Rav Eitan: Yeah, that's right. And again, I think some of those people in that position might acknowledge that sometimes you'll have to move not to be run over by a wagon, but they'll say, but the price of moving is you've interrupted the amidah and you'll actually have to start all over again if it was too much of an interruption, whereas the first school will say, that's not really an interruption, it's just a non-ideal movement during an otherwise uninterrupted prayer.
So there's a lot more to say there, but that split kind of sets us up for then thinking about the kid. And how do we view a child basically, are they like a wagon or Rabbi Chanina ben Dosa's snake, right, to the extent we're going to sort of divide it up that way. And you have a very important ruling by Rav Yaakov Molcho, who was a lesser-known figure in 17th century Jerusalem, of all places, who says that the problem of children annoying parents during their prayers is not new. And he gives the following guideline, which I think is actually very helpful both technically, and I think there's actually some important values here as well.
He says when a child is annoying you and making it hard for you to focus, you cannot speak to them. Right? This sort of higher level that even the, it's not such a big deal to move school of thought holds to -- you should not try to calm a child who's upset with words that will interrupt the flow of your amidah, but what he does imply is okay, are all kinds of hand motions or other ways of kind of gesticulating or certainly, let's say, touching the child, caressing them, if need be perhaps even kissing the child if that's the only way to calm them down. Those are of a different sort, they only violate sort of the movement school, and there you may not even be moving your legs. And he says if none of that can solve it, and here he's focused on your own distraction, well, then you may need to walk away. Right? You actually need to just step out into the other room until you finish your amidah, and then you can go and tend to that child.
Now, this presumes something that I think at first seems a little harsh, and it's clear that for some very very small children, this doesn't work, but which I think is actually a really important message, which is that the child's discomfort and unease at that moment may not be the most important thing in the world. That part of being a parent is also to be able to judge that, okay, if my kid is in danger, of course I drop everything and take care of them. I would say even less than that, if the kid is hysterical, like they just bumped their head and you know nothing terrible is gonna happen to them, but they're like really really upset and they need some calming, yes, you pick them up, you have whatever kind of physical calming, et cetera, and you can probably do a lot of that without actually breaking into a kind of verbal expression.

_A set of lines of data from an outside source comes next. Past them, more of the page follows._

PR #197, opened 2024-07-13
Tickets/dm 44766

elanaku:
For https://rubinobs.atlassian.net/browse/DM-44766
Adds three scripts for the AT dome:

- enable dome following
- disable dome following
- slew dome

### DIFF
--- a/python/lsst/ts/standardscripts/auxtel/atdome/slew_dome.py
+++ b/python/lsst/ts/standardscripts/auxtel/atdome/slew_dome.py
@@ -1,0 +1,91 @@
+# This file is part of ts_standardscripts
+#
+# Developed for the LSST Telescope and Site Systems.
+# This product includes software developed by the LSST Project
+# (https://www.lsst.org).
+# See the COPYRIGHT file at the top-level directory of this distribution
+# for details of code ownership.
+#
+# This program is free software: you can redistribute it and/or modify
+# it under the terms of the GNU General Public License as published by
+# the Free Software Foundation, either version 3 of the License, or
+# (at your option) any later version.
+#
+# This program is distributed in the hope that it will be useful,
+# but WITHOUT ANY WARRANTY; without even the implied warranty of
+# MERCHANTABILITY or FITNESS FOR A PARTICULAR PURPOSE.  See the
+# GNU General Public License for more details.
+#
+# You should have received a copy of the GNU General Public License
+# along with this program. If not, see <https://www.gnu.org/licenses/>.
+__all__ = ["SlewDome"]
+
+import yaml
+from lsst.ts import salobj
+from lsst.ts.observatory.control.auxtel.atcs import ATCS
+
+
+class SlewDome(salobj.BaseScript):
+    """Run slew dome on ATCS.
+
+    Parameters
+    ----------
+    index : `int`
+        Index of Script SAL component.
+
+    Notes
+    -----
+    **Checkpoints**
+
+    None
+
+    """
+
+    def __init__(self, index):
+        super().__init__(
+            index=index,
+            descr="Slew the ATDome.",
+        )
+
+        self.atcs = None
+
+        self.az = None
+
+    @classmethod
+    def get_schema(cls):
+        yaml_schema = """
+            $schema: http://json-schema/draft-07/schema#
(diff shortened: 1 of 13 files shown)


python/lsst/ts/standardscripts/auxtel/atdome/slew_dome.py
```diff
@@ -0,0 +1,97 @@
...
+        """
+        self.log.debug(f"Configuration: {config}")
+
+        self.az = config.az
+
+        if self.atcs is None:
+            self.atcs = ATCS(domain=self.domain, log=self.log)
+
+    def set_metadata(self, metadata):
+        metadata.duration = 300.0
```
edennihy, line 90: I think we can do a better estimate here. The atdome moves at a speed of 6 deg/s (https://github.com/lsst-ts/ts_atdome/blob/3c248f68cabcf03ae431dae66fc2ca7a47edc826/python/lsst/ts/atdome/mock_controller.py#L89). You could create a short method to calculate the slew distance and use that to provide a better estimate. Otherwise, I think you can consider a maximum 60s (corresponding to 360 deg of movement).

python/lsst/ts/standardscripts/auxtel/atdome/slew_dome.py
edennihy, line 1: I don't think we want the "null" option as a valid configuration for the az in this case. The most likely scenario of a user passing a "null" azimuth would be if they forgot to add the config. And as it stands, the script would still pass, just with a warning. If they didn't see that warning, there's a good chance they will assume the dome has slewed to the position they expected (even though they forgot the config). 

My recommendation is to leave the az as a required configuration, but remove the "null" option and do not set a default value. This way the script will fail at configuration stage if an azimuth value is not passed.

edennihy (changes requested):
This is pretty close, I've added some minor changes requested to the enable/disable scripts, as well as a recommendation to change to the slew_dome script configuration stage.

python/lsst/ts/standardscripts/auxtel/atdome/slew_dome.py
elanaku: I just changed it to 60s. I could write the routine if you prefer.

python/lsst/ts/standardscripts/auxtel/atdome/slew_dome.py
```diff
@@ -64,8 +64,6 @@ def get_schema(cls):
                 description: Azimuth position (in degrees) to slew the dome to.
                 anyOf:
```
edennihy, line 65: Thanks for adopting this recommendation. Since it only allows the one type, no need to do the anyOf here.

python/lsst/ts/standardscripts/auxtel/atdome/slew_dome.py
```diff
@@ -0,0 +1,95 @@
...
+        self.az = None
+
+    @classmethod
+    def get_schema(cls):
+        yaml_schema = """
+            $schema: http://json-schema/draft-07/schema#
+            $id: https://github.com/lsst-ts/ts_externalscripts/auxtel/SlewDome.yaml
+            title: SlewDome v1
+            description: Configuration for SlewDome.
+            type: object
```
edennihy, line 61: You can replace this with `type: number`

python/lsst/ts/standardscripts/auxtel/atdome/slew_dome.py
```diff
@@ -0,0 +1,95 @@
...
+        self.az = config.az
+
+        if self.atcs is None:
+            self.atcs = ATCS(domain=self.domain, log=self.log)
+
+    def set_metadata(self, metadata):
+        metadata.duration = 60.0
+
+    async def run(self):
+        if self.az is None:
```
edennihy, line 91: Since we updated the configuration, this if/else loop is no longer needed. If the user does not pass the `az`, the script will fail at configuration stage.

edennihy (approved):
A few more minor comments to consider following the latest updates. Please also remember to squash your commits before merging. I think one commit statement per script (rather than one per file) is sufficient.

python/lsst/ts/standardscripts/auxtel/atdome/slew_dome.py
edennihy: That's okay, I don't think 60s is egregious.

But that then there's a lot of other cases, and these become more and more prominent when children get to, like, the age of two, where actually the kid thinks it's the most important world at that moment to get the parent's attention, but it's a very important thing that a parent can teach a child, which is I'm going to give you a tremendous amount of attention; in this three-minute interval, I'm actually doing something very important.
And while I don't think that's Rav Yaakov Molcho's agenda in this psak, in this ruling, there is something about that that I would want to say to this questioner, which is there really is actually a balance here, where you're standing in the presence of G-d is something that is extremely important, and just as parents have to remember to take time for themselves in all kinds of areas once they have children and not just hand their entire life over to their kids, this is a kind of spiritual manifestation of that, that perhaps some of these strict halakhot around this, I'm gonna prompt us to keep in mind.
Rav Avi: That's interesting. There's a lot there, and I could go in a lot of different directions with it. One thought that comes to mind is the difference between the examples in the Mishnah that you gave were examples of danger or pain with the snake, to the person doing the praying themselves, which feels maybe a little bit different than saying oh, it's the kid in the next room that's suffering for a minute, as opposed to me myself suffering for a minute. It's like, maybe I would stand there while a snake was biting me -- probably not, but maybe -- but I definitely wouldn't stand there while a snake was biting my kid, you know, as somewhat different. So there is some difference there, I wonder if there's any precedent or idea of… I mean, I guess, clearly on an extreme we would have pikuach nefesh, you know, you stop it if someone's in danger.
Rav Eitan: Yeah, and look -- children are fundamentally vulnerable, and there's even a sort of general presumption in halakhah that children have the same status as people who are sick in terms of their vulnerability, and therefore some of the rules that you bend for them. And so I would say, the smaller the child, the lower the bar is for making sure they're okay, comforting them, et cetera, and again, what Rav Molcho says very clearly is, essentially anything that you can do without breaking the word flow of the amidah, including physical relocation, touching the child, gesturing, et cetera, et cetera, one should certainly do that if it's going to calm the situation down.
Rav Avi: And then your last point about teaching kids what's really important, I think also within the frame that I was just giving it makes me think about when your kid is crying and you bend down to pick them up, how much is it for them and how much is it actually for you, where you know that, okay, they can't find their favorite truck, but you'll find it in a minute, you know, you know that they are actually okay, it's actually because it's hard for you to watch them be unhappy for a minute that you can't.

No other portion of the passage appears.